Rule 6: Ask multiple suggestions #

Unclear prompt
Suggest a good title for the blog post below.

Clear prompt
Suggest 20 varied titles for the blog post below that will make readers curious.

When you’re using an LLM for brainstorming, it can be advantageous to ask the model for multiple suggestions rather than one. This improves the chances that you get a good suggestion straight away, and can also increase the variation between the individual suggestions.
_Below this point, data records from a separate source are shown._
PR #12651, opened 2024-02-09
chore(deps): upgrade argoproj/pkg version

### LINKED ISSUE #12650: Support EKS Pod Identity to access AWS s3
# Summary

Argo Workflow to support accessing AWS s3 using EKS Pod Identity , this is a additional way of assuming a IAM role than using IRSA. 

The change is a bump in the version of to the aws-sdk-go-v2 minimum packages credentials->v.1.16.0 and config->v1.25.0

These dependencies are already picked up in latest version of argoproj/pkg so the change is to update go.mod/go.sum to pickup the new version https://github.com/argoproj/argo-workflows/blob/main/go.mod#L16

## Use Cases

Instead of configuring service account with annotation (IRSA), now the configuration of associating an IAM role to a sepecific service account is done on the AWS API level nothing to be done in kubernetes API.

---

csantanapr:
Fixes #12650 

### Motivation

Update aws-sdk version for EKS Pod Identity

### Modifications

update go deps


terrytangyuan (approved):
Thanks!

go.mod
```diff
@@ -47,15 +47,15 @@ require (
 	github.com/sirupsen/logrus v1.9.3
 	github.com/skratchdot/open-golang v0.0.0-20200116055534-eef842397966
 	github.com/soheilhy/cmux v0.1.5
-	github.com/spf13/cobra v1.7.0
+	github.com/spf13/cobra v1.8.0
```
agilgur5, line 50: this and the `crypto` on line 58 below seem to be unrelated changes?

rafilkmp3:
Can someone confirm if it is included in release 3.5.7

agilgur5:
The answer is the same as https://github.com/argoproj/argo-workflows/issues/12949#issuecomment-2073712930 for the same reasons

If you get very similar answers when you repeatedly give the LLM the same instruction, try prompting it for multiple diverse suggestions instead.

One fascinating prompting method that takes this technique to the next level is verbalized sampling. In their experiments, Zhang et al. (2025) found that LLMs often gave very similar answers. For example, when they prompted Claude, Gemini and ChatGPT for a joke about coffee, they all came up with “Why did the coffee file a police report? It got mugged!” They coined this effect mode collapse and attributed it to the alignment training phase we discussed in the first chapter, where annotators systematically ranked familiar text very high.

Because annotators tend to favor familiar responses, alignment training leads to a reduction in diversity of the LLM output. (From Zhang et al. 2025) — Because annotators tend to favor familiar responses, alignment training leads to a reduction in diversity of the LLM output.
(From Zhang et al. 2025)

Zhang et al.’s solution to this problem is to prompt the LLM to generate multiple responses together with their probability, and to randomly sample these responses from the full distribution. The resulting output indeed mirrors the diversity in the original training data (before the alignment training phase), including responses that are much less predictable than most single-response outputs. In Zhang et al.’s experiments, verbalized sampling doubles the diversity in creative writing and improves human evaluation scores by 25%. Their “magic prompt” looks as follows:

<instruction>
Generate 5 responses to the user query, each within a separate <response> tag. Each <response> must include a <text> and a numeric <probability>. Randomly sample the responses from the full distribution.
</instruction>
Write a 100-word story about a bear.

Asking an LLM to generate multiple responses together with their probabilities increases the diversity of the output.
(From Zhang et al. 2025)

Rule 7: Structure your prompt #

As your prompt gets longer, it’s best to organize it with markdown and XML. Markdown is a simple markup language that can help you structure your prompt better through the use of headings (indicated by #) and lists (with items indicated by -), etc.

# Heading 1
## Heading 2
**Bold** and *italic* text
- Bullet list item
1. Numbered list item
[Link](https://example.com)
> Blockquote
`Inline code`

Similarly, xml tags like <example>...</example> or <quote>...</quote> can help delineate particular pieces of information in your prompt. Many LLMs were post-trained (in the second training phase) on data with markdown and xml tags, so they tend to handle this type of structured data well.

Rule 8: Continue the conversation #

There is a reason why ChatGPT is called Chat-GPT. The model is developed to engage in a conversation with its users, so when it responds to your prompt, it’s a good idea to continue that dialogue. You can ask the model to elaborate one of its suggestions in more detail, to combine multiple suggestions it has made, to rewrite a text it has just written, to expand a topic into a text structure and then into a text, and so on.